And unicorns frolic in the rainbow pools and I walk with both legs through candy cane forest.

Great fantasy but eventually every drug trip comes to an end.

The ideal outcome would be a system that allows independent owner operator taxis with a not-for-profit global dispatch company. (With any proceeds going to a driver welfare fund)


----------



## uberdriverfornow (Jan 10, 2016)

You'll note that if it was proven that Uber screwed Sidecar, then the fact that they didn't screw Lyft means its proof that Uber and Lyft must be working together in a back room handshake agreement.


----------



## peteyvavs (Nov 18, 2015)

Pax Collector said:


> Get ready for another multi million dollar payout by Uber like they did with Waymo.


Correction, Uber drivers payout.


----------



## tohunt4me (Nov 23, 2015)

BurgerTiime said:


> https://techcrunch.com/2018/12/11/sidecar-says-uber-took-illegal-steps-to-undermine-competitors-in-new-lawsuit/amp/
> 
> 
> 
> ...


I thought " SIDECAR" sold the office furniture 5 years ago !

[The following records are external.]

Issue #4603, opened 2023-07-21
reset() not finished on sync return


jerch:
coming from https://github.com/xtermjs/xterm.js/discussions/4319#discussioncomment-6508416 - the `Terminal.reset` call does not finish the re-initialization synchronous.

possible fixes:
Either make it a promise (rather a quickfix and with ugly API change), or revisit the code paths, that are not ready yet when returning synchronously from the method and execute them in sync.

Tyriar:
This is surprising, it was always meant to be sync so hopefully we can fix it.

Tyriar:
clear too? 😕 https://github.com/xtermjs/xterm.js/discussions/4319#discussioncomment-6510734

This isn't just a re-rendering problem is it?

jerch:
> This isn't just a re-rendering problem is it?

Haven't looked into it yet, I'd say yes - its a re-rendering issue with false scrollOffset from viewport.ts (prolly due to using an animation frame there, its just a guess though atm).

Tyriar:
Repro: run this in console `term.reset(); term.write('1\n2\n3\n\r'.repeat(20));`

PR #5182, opened 2024-10-04
fix #5181

### LINKED ISSUE #5181: race condition in terminal.dispose
image

Repro:
- open demo in browser
- call `term.dispose()`

The culprit seems to be the disposal of the webgl addon:
https://github.com/xtermjs/xterm.js/blob/9186c724c484d0a46be3e2c79d1fdb32440f4bb4/addons/addon-webgl/src/WebglAddon.ts#L90-L94

Those lines recreate & attach a DOM renderer instance, which fails, if we are in the middle of terminal disposal. Imho it can be fixed by:
```typescript
this._register(toDisposable(() => {
  if ((this._terminal as any)._core._store._isDisposed) {
    return;
  }
  const renderService: IRenderService = (this._terminal as any)._core._renderService;
  renderService.setRenderer((this._terminal as any)._core._createRenderer());
  renderService.handleResize(terminal.cols, terminal.rows);
}));
```

jerch:
See #5181.

### DIFF
--- a/addons/addon-image/test/ImageAddon.test.ts
+++ b/addons/addon-image/test/ImageAddon.test.ts
@@ -163,35 +163,28 @@ test.describe('ImageAddon', () => {
     test('testdata default (scrolling with VT240 cursor pos)', async () => {
       const dim = await getDimensions();
       await ctx.proxy.write(SIXEL_SEQ_0);
-      await timeout(50);
       deepStrictEqual(await getCursor(), [0, Math.floor(TESTDATA.height/dim.cellHeight)]);
       // moved to right by 10 cells
       await ctx.proxy.write('#'.repeat(10) + SIXEL_SEQ_0);
-      await timeout(50);
       deepStrictEqual(await getCursor(), [10, Math.floor(TESTDATA.height/dim.cellHeight) * 2]);
     });
     test('write testdata noScrolling', async () => {
       await ctx.proxy.write('\x1b[?80h' + SIXEL_SEQ_0);
-      await timeout(50);
       deepStrictEqual(await getCursor(), [0, 0]);
       // second draw does not change anything
       await ctx.proxy.write(SIXEL_SEQ_0);
-      await timeout(50);
       deepStrictEqual(await getCursor(), [0, 0]);
     });
     test('testdata cursor always at VT240 pos', async () => {
       const dim = await getDimensions();
       // offset 0
       await ctx.proxy.write(SIXEL_SEQ_0);
-      await timeout(50);
       deepStrictEqual(await getCursor(), [0, Math.floor(TESTDATA.height/dim.cellHeight)]);
       // moved to right by 10 cells
       await ctx.proxy.write('#'.repeat(10) + SIXEL_SEQ_0);
-      await timeout(50);
       deepStrictEqual(await getCursor(), [10, Math.floor(TESTDATA.height/dim.cellHeight) * 2]);
       // moved by 30 cells (+10 prev)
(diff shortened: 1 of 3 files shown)


addons/addon-image/test/ImageAddon.test.ts
```diff
@@ -163,43 +163,51 @@ test.describe('ImageAddon', () => {
     test('testdata default (scrolling with VT240 cursor pos)', async () => {
       const dim = await getDimensions();
       await ctx.proxy.write(SIXEL_SEQ_0);
+      await timeout(50);
```
Tyriar, line 166: The await on write should be fine, no? If not, is there something else we could await that isn't an arbitrary time?

jerch: Sadly nope - we expose no signal/event like thingy, that would correctly mark the end of terminal processing up to the renderer.

My other guess regaring those flaky tests is about `term.reset`, which gets called over and over in  test modules (fixed for web-links tests in the other PR #5180). I am not sure, if this call is fully synchronous now (we even had an issues regaring this in the past) - if not, then heavy load on the CI machine might cause those time offsets with failing tests. Also just a wild guess atm, but with the fix the tests passed.

Tyriar: Oh right, these need rendering to have occurred. This is internal, but you could debounce listen on `IRenderService.onRender` which is what you're actually after. Alternatively I think we have a pollFor helper where we can set a much larger timeout without impacting test duration to prevent flakiness

I'm not aware of any `reset` not being sync problems.

jerch: Yes some of them need the actual rendering result, which is a bit cumbersome to follow due to our async writing/rendering. For those tests it is clear, that a busy CI machine will take very long eventually running into a timeout. Thats also the case for weblink tests, as they eval the DOM renderer results.
I will see if I can find a more reliable / deterministic way to wait for render result with `onRender`.

The issue with `reset` was brought up in #4603, and your fix kinda addressed a bad interim state of the viewport in sync code. To me this had similarities to the infamous `nextTick` issue often seen in nodejs tasks, that need eventloop+1 invocations to fully finish.
And sometimes tests on a busy CI machine fail so randomly with a weird error that I started to wonder, if we have such an eventloop+1 issue hidden anywhere. Also I see those types of failures only in integration tests, which made we wonder if terminal life cycling could cause this. Unit tests dont show those type of failures, they kinda only fail with very high timeout on really busy machines (means we got not enough CPU in time).
Ofc integration/playwright tests are much more heavy with their browser engines in the test stack, so it is not clear, if our (test) code has a hidden issue not surfacing on idle machines, or the browser engine simply stopped working somewhere in between.

jerch:
Also gonna revert this change [5623ba6](https://github.com/xtermjs/xterm.js/pull/5180/commits/5623ba6b6368392e76bde90400cd31eae0661bfb) (made in #5180). Sure it helped yesterday, but there is really an issue with lifecycling or eventloop+1 in `term.reset`, it would just hide that.

jerch:
Eww, the errors are back in the web links tests. This really s*x, as I cannot repro locally.

jerch:
@Tyriar Since weblink tests now pass with a modified fix, lets keep them for now. Imho we should investigate that separately.

Tyriar (approved):

viko16:
This is a great bug fix. Why was it merged but a new version hasn't been released yet?

Tyriar:
@viko16 yep last stable publish was over a year ago. You can use the beta build in the meantime to get on the latest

Cease & Desist Dec.30 , 2015.

They trying to beat California statute of limitations ?


----------



## Pax Collector (Feb 18, 2018)

peteyvavs said:


> Correction, Uber drivers payout.


True. Drivers still foot the bill indirectly.


----------



## TwoFiddyMile (Mar 13, 2015)

Delicious. All the pidgeons are coming home to roost.


----------